→ AVAILABLE RECORDS
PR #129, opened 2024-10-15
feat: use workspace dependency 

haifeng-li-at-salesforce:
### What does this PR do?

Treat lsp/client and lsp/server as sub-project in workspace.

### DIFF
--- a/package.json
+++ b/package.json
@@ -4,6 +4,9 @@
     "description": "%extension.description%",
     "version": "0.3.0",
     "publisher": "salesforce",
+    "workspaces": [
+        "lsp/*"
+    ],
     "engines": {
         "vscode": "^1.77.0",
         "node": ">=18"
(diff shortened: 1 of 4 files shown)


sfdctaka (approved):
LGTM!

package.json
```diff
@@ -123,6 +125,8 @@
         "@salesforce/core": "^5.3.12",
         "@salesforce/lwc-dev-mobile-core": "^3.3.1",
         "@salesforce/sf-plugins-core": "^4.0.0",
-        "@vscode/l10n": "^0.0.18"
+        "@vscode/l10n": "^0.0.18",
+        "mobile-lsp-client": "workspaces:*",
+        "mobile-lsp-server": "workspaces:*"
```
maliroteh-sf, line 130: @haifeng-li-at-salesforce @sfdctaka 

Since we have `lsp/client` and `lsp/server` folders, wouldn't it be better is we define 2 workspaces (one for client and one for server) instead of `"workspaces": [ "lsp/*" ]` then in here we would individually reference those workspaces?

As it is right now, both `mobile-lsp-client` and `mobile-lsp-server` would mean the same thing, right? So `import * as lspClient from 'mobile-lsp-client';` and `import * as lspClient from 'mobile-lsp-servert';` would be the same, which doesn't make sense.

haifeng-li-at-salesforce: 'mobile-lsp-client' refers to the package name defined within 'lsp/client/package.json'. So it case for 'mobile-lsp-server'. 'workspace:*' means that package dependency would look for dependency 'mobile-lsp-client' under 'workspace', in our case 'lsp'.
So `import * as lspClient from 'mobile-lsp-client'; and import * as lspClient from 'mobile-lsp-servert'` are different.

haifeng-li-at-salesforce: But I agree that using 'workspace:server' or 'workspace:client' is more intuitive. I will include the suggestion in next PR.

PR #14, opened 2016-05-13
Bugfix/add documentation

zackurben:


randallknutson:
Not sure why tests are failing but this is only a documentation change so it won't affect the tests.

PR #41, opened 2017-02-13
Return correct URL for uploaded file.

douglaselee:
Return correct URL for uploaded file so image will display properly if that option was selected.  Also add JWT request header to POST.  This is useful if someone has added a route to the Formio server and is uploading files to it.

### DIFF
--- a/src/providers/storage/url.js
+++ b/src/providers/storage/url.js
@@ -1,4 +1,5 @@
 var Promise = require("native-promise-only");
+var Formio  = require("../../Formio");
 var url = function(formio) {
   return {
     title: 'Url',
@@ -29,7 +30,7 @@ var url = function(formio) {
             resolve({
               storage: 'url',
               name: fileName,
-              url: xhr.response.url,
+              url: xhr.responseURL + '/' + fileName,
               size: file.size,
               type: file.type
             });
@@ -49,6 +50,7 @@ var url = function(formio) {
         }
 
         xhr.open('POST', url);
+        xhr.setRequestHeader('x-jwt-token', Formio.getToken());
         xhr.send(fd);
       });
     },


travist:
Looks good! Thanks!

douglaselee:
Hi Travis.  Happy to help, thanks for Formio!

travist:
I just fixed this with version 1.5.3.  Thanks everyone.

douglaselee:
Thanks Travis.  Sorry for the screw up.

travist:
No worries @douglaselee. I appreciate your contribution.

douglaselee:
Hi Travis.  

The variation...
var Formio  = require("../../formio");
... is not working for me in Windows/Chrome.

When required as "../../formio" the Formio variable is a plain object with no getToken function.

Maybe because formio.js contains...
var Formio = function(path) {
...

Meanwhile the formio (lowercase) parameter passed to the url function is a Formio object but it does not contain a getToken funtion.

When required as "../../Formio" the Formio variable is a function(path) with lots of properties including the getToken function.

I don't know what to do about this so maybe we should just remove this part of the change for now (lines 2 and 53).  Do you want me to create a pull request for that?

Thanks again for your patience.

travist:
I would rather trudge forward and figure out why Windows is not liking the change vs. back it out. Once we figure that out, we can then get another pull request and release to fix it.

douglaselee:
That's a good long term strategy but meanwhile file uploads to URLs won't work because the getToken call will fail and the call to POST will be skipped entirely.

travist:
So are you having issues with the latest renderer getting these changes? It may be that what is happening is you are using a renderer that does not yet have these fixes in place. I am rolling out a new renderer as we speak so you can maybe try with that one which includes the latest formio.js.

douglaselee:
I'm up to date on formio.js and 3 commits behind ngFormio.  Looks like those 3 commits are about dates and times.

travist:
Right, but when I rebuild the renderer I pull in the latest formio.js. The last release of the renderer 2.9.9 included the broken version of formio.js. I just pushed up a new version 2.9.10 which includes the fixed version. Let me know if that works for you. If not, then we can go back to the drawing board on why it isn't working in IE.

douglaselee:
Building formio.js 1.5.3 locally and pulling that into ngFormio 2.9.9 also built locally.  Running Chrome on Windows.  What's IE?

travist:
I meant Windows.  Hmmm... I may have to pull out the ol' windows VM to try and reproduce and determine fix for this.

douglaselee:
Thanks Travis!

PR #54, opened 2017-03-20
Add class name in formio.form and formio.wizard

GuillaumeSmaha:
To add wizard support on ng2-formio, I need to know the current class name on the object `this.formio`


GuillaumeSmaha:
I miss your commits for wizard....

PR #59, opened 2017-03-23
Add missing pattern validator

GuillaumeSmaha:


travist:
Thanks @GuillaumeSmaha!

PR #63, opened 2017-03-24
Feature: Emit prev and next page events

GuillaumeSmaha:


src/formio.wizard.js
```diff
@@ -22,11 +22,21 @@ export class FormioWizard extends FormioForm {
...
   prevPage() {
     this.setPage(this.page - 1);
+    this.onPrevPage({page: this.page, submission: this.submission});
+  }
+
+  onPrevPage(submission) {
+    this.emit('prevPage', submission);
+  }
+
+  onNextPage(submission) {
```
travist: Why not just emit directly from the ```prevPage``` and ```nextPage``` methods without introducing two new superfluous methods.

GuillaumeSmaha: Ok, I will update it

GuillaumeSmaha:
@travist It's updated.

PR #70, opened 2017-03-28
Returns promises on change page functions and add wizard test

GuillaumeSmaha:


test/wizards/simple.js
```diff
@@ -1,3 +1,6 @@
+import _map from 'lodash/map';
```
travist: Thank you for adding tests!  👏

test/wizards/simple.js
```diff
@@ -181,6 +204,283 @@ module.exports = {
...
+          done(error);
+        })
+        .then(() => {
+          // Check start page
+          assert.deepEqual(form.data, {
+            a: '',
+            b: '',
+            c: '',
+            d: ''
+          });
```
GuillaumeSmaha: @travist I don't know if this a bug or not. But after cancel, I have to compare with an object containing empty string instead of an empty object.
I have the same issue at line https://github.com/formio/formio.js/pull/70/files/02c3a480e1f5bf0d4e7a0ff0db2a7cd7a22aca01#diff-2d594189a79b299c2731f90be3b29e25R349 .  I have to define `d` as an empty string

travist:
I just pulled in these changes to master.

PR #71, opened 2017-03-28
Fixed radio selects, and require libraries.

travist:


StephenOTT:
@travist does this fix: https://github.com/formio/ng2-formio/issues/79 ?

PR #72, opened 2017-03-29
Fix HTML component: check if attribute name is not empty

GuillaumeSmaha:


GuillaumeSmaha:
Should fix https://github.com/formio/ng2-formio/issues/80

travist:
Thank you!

* * *

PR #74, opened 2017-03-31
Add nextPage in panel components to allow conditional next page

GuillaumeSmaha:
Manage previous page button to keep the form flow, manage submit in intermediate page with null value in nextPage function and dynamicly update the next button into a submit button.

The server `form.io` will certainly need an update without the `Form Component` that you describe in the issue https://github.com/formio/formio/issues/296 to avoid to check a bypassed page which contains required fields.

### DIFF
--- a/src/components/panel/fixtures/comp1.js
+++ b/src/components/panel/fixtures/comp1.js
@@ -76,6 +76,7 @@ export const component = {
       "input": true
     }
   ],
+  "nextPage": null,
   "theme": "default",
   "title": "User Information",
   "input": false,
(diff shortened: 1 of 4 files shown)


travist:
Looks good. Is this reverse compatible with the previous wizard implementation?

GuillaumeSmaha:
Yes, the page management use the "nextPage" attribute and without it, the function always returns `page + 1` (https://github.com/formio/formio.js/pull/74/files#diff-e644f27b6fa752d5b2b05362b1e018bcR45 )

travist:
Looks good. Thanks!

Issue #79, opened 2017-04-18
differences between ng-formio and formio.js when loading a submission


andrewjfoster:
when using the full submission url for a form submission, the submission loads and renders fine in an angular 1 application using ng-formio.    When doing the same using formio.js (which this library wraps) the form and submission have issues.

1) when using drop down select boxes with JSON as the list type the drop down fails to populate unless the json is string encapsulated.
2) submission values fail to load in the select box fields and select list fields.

→ WORK TO BE COMPLETED
Above are the records; copy every line in them that holds the word "will".

→ ANSWER TO THE EXERCISE
haifeng-li-at-salesforce: But I agree that using 'workspace:server' or 'workspace:client' is more intuitive. I will include the suggestion in next PR.
Return correct URL for uploaded file so image will display properly if that option was selected.  Also add JWT request header to POST.  This is useful if someone has added a route to the Formio server and is uploading files to it.
That's a good long term strategy but meanwhile file uploads to URLs won't work because the getToken call will fail and the call to POST will be skipped entirely.
GuillaumeSmaha: Ok, I will update it
The server `form.io` will certainly need an update without the `Form Component` that you describe in the issue https://github.com/formio/formio/issues/296 to avoid to check a bypassed page which contains required fields.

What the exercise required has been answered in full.